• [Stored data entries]
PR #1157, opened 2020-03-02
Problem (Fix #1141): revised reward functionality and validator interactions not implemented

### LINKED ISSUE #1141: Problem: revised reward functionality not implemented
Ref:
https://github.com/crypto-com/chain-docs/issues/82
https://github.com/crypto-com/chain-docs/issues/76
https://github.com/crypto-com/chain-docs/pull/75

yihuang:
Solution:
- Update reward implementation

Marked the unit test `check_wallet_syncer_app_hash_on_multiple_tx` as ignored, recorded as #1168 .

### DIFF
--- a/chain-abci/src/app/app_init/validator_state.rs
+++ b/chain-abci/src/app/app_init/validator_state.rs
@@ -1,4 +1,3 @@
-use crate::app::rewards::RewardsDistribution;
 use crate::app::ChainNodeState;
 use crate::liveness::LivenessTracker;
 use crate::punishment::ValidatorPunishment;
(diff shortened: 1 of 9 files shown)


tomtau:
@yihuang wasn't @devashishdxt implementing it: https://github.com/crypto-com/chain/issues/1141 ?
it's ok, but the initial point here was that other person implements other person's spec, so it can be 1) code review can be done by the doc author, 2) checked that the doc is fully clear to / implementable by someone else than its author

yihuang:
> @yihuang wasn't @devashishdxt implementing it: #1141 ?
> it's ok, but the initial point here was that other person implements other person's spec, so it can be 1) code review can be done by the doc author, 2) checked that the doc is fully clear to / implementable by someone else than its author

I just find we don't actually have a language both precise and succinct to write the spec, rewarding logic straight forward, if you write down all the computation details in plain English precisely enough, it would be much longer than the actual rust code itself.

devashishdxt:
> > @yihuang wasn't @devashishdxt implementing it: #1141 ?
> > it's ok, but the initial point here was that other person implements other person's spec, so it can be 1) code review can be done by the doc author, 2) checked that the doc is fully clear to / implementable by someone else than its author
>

• [ACTIVITY]
Using the entries above, find all lines with "devashishdxt". Copy them.

• [WRITTEN RESPONSE]
@yihuang wasn't @devashishdxt implementing it: https://github.com/crypto-com/chain/issues/1141 ?
> @yihuang wasn't @devashishdxt implementing it: #1141 ?
devashishdxt:
> > @yihuang wasn't @devashishdxt implementing it: #1141 ?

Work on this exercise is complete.